Ahhhhh. (That's a sigh of relief, not a prelude to a cussword!)

Similar here. Without the ACA, I would have been faced with some lousy choices: Go without HI, buy a policy which would have left me vastly underinsured (which I was for 2 1/2 years prior to 1/1/2014), or remain with my skyrocketing individual HI policy whose premiums had grown by nearly 50% in 2 years, putting a small but growing strain on my budget.
 
Similar here.
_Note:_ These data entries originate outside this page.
PR #949, opened 2023-07-20
Add disk cache store

afcapel:
This commit extends the Turbo cache API to allow for the use of different cache stores. The default store is still the in-memory store, but a new persistent cache store is now available.

The disk store uses the [Cache API](https://developer.mozilla.org/en-US/docs/Web/API/CacheStorage) to store and retrieve snapshots from the browser's cache. This allows for the snapshots to be persisted across different tabs, page reloads and even browser restarts.

The disk store is not enabled by default. To enable it, you need to set the `Turbo.cache.store` property to `"disk"`.

```js
Turbo.cache.store = "disk"
```

This is also a stepping stone to implement offline support with Service Workers. With a Service Worker in place, and the disk cache store enabled, we can still serve cached snapshots even when the browser is offline.

### DIFF
--- a/src/core/cache.js
+++ b/src/core/cache.js
@@ -1,4 +1,5 @@
 import { setMetaContent } from "../util"
+import { SnapshotCache } from "./drive/snapshot_cache"
 
 export class Cache {
   constructor(session) {
@@ -6,7 +7,7 @@ export class Cache {
   }
 
   clear() {
-    this.session.clearCache()
+    this.store.clear()
   }
 
   resetCacheControl() {
@@ -19,6 +20,18 @@ export class Cache {
 
   exemptPageFromPreview() {
     this.#setCacheControl("no-preview")
+  }
+
+  set store(store) {
+    if (typeof store === "string") {
+      SnapshotCache.setStore(store)
+    } else {
+      SnapshotCache.currentStore = store
+    }
+  }
+
+  get store() {
+    return SnapshotCache.currentStore
   }
 
   #setCacheControl(value) {
--- a/src/core/drive/cache_stores/disk_store.js
+++ b/src/core/drive/cache_stores/disk_store.js
@@ -1,0 +1,64 @@
+import { PageSnapshot } from "../page_snapshot"
+
+export class DiskStore {
+  _version = "v1"
+
+  constructor() {
+    if (typeof caches === "undefined") {
+      throw new Error("windows.caches is undefined. CacheStore requires a secure context.")
+    }
+
+    this.storage = this.openStorage()
+  }
+
+  async has(location) {
+    const storage = await this.openStorage()
+    return (await storage.match(location)) !== undefined
+  }
+
+  async get(location) {
+    const storage = await this.openStorage()
+    const response = await storage.match(location)
+
+    if (response && response.ok) {
+      const html = await response.text()
+      return PageSnapshot.fromHTMLString(html)
+    }
+  }
+
+  async put(location, snapshot) {
+    const storage = await this.openStorage()
+
+    const response = new Response(snapshot.html, {
+      status: 200,
+      statusText: "OK",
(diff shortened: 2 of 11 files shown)


src/core/drive/cache_stores/disk_store.ts
```diff
@@ -0,0 +1,54 @@
...
+        "Content-Type": "text/html",
+      },
+    })
+    await this.storage.put(location, response)
+    return snapshot
+  }
+
+  async clear() {
+    const keys = await this.storage.keys()
+    await Promise.all(keys.map((key) => this.storage.delete(key)))
```
kevinmcconnell, line 43: I wonder if there's a point where it's quicker to delete the cache itself, rather than the individual items. Perhaps it's very unlikely to come up in any case. But I wondered if that's something you looked at?

src/tests/functional/disk_cache_tests.ts
```diff
@@ -0,0 +1,58 @@
+import { Page, test, expect } from "@playwright/test"
+import { nextBody } from "../helpers/page"
+
+const path = "/src/tests/fixtures/disk_cache.html"
+
+test.beforeEach(async ({ page }) => {
+  await page.goto(path)
+})
+
+test("test stores pages in the disk cache", async ({ page }) => {
```
kevinmcconnell, line 10: I think this does verify that the cache gets populated, but is it also worth testing that those cached entries definitely get used? Maybe the test could listen for the `turbo:render` event for the cached version when following a link?

src/core/cache.ts
```diff
@@ -24,6 +26,18 @@ export class Cache {
     this.setCacheControl("no-preview")
   }
 
+  set store(store: string | CacheStore) {
```
kevinmcconnell, line 29: The cache API is only available in a secure context. It's an edge case for people to be on plain http these days, but just in case, would it be worth checking that the API is available when setting the cache, and raising an error with an explanation if it's not?

kevinmcconnell (approved):
This looks great! 🎉 It's a very good idea, and the implementation is simple and clear 👏

I left a couple of questions but it's all just minor curiosity stuff.

Also, as we discussed elsewhere, it'll be worth us looking at ways to keep more of the cache for longer, rather than clear it after every mutation. I reckon there's lot of potential in having a longer-lived cache once this is in place. But that seems better explored separately.

src/core/drive/cache_stores/disk_store.ts
afcapel: The cache API only has a method to delete individual keys https://developer.mozilla.org/en-US/docs/Web/API/Cache

src/tests/functional/disk_cache_tests.ts
afcapel: As discussed offline, it'd be nice to have a test checking the cache (we don't have any at the moment), but for some reason this doesn't work in the test env. Will have to punt this for now.

src/core/cache.ts
afcapel: 👍 added in 2d0985c7bc131bfb3a72c40bf0cb7941baf50bd4

src/core/drive/cache_stores/disk_store.ts
kevinmcconnell: You can delete the `Cache` instance though, instead of deleting the individual items that it contains: https://developer.mozilla.org/en-US/docs/Web/API/CacheStorage/delete

afcapel: Ah, I missed that 👍

I think deleting the keys is ok, though. Don't think there will be a performance penalty, and because the operations are async there's a small chance of race condition if we delete the cache and reopen it again when there are other operations inflight.

dyaskur (changes requested):
there is a conflict. Please fix it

Without the ACA, I would have been faced with some lousy choices: Go without HI, buy a policy which would have left me vastly underinsured (which I was for 2 1/2 years prior to 1/1/2014), or remain with my skyrocketing individual HI policy whose premiums had grown by nearly 50% in 2 years, putting a small but growing strain on my budget.
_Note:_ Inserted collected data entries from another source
PR #953, opened 2023-07-26
Perform view transitions on cached snapshots

kevinmcconnell:
Extends the recently-added support for view transitions to better support cached snapshot previews.

Whenever Turbo navigates to a page with a cached snapshot, we actually render the page twice: first with the preview, then with the freshly loaded version. To prevent this extra rendering from interfering with a view transition, we previously disabled snapshot caching for pages that had opted in to using a view transition. This keeps the transitions uninterrupted, but has the disadvantage of preventing caching in cases where we might still want it.

We can provide a better experience by allowing caching as normal, but performing the view transition on whichever render happens first. In the case of a cached snapshot, this allows us to fetch the real content while we're transitioning to the cached view; when the new content is ready and the transition has complete, we swap the new content into place.

This also means that history navigations can still be served entirely from cache, as they would be when not using view transitions.

transition

In cases where a particular transition looks better without the snapshot, we can use Turbo's existing mechanisms to opt out of caching on those specific pages.

Thanks to @domchristie for suggesting this change 🙏


src/core/drive/view_transitioner.ts
```diff
@@ -0,0 +1,31 @@
...
+        await document.startViewTransition!(render).finished
+      })
+    } else {
+      this.lastOperation = this.lastOperation.then(render)
+    }
+
+    return this.lastOperation
+  }
+
+  private get canTransition() {
```
afcapel, line 28: Maybe we can call this property `viewTransitionAvailable`? To be a bit more specific, there're a few different reasons why you can or can't use transitions, like meta tags.

src/core/drive/visit.ts
```diff
@@ -472,6 +477,13 @@ export class Visit implements FetchRequestDelegate {
     delete this.frame
   }
 
+  async renderPageSnapshot(snapshot: PageSnapshot, isPreview: boolean) {
+    await this.viewTransitioner.renderChange(this.view.shouldTransitionTo(snapshot), async () => {
+      await this.view.renderPage(snapshot, isPreview, this.willRender, this)
+      this.performScroll()
```
afcapel, line 483: I'd move the scrolling call outside `renderPageSnapshot`. We always call render and scroll together, but conceptually scrolling feels like a different concern than rendering.

afcapel (approved):
LGTM 👍

src/core/drive/view_transitioner.ts
kevinmcconnell: Good idea 👍

src/core/drive/visit.ts
kevinmcconnell: It's here because correcting the scroll position needs to happen within the transition animation. Otherwise it could transition to the page at the wrong scroll position, and then jump back to the correct scroll position after the animation is over.

So in that sense, I think scrolling _is_ part of rendering the snapshot, in as much as it's all about getting the right content into the right place on the screen. I could look at combining them into another concern to see if it makes that clearer. Might do that separately though.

I do not think that the premium growth has stopped...

I just checked and my policy this year is 24% higher than last with a worse policy...

They have already hinted at a 20% plus rate increase for next year...


The good news is that I am going to be getting my subsidy when I file my tax return... I had decided not to apply for one since I still do work if they find me a good temp job that is close to me.... so far this year all the ones offered have been long commutes...
 
I do not think that the premium growth has stopped...

I just checked and my policy this year is 24% higher than last with a worse policy...

They have already hinted at a 20% plus rate increase for next year...


The good news is that I am going to be getting my subsidy when I file my tax return... I had decided not to apply for one since I still do work if they find me a good temp job that is close to me.... so far this year all the ones offered have been long commutes...


My policy has strongly hinted 20% increase next year also. However going off memory a competing company (Anthem) was about $30 higher so I just took the cheap one. Anthem has reported their increases will be under 10% next year. So I think the big increase in mine was just aggressive price undercutting and realized they went too far. I know the bottom line is I will pay more but it sounds better that it is not true medical inflation just a hopeful one year pricing mistake.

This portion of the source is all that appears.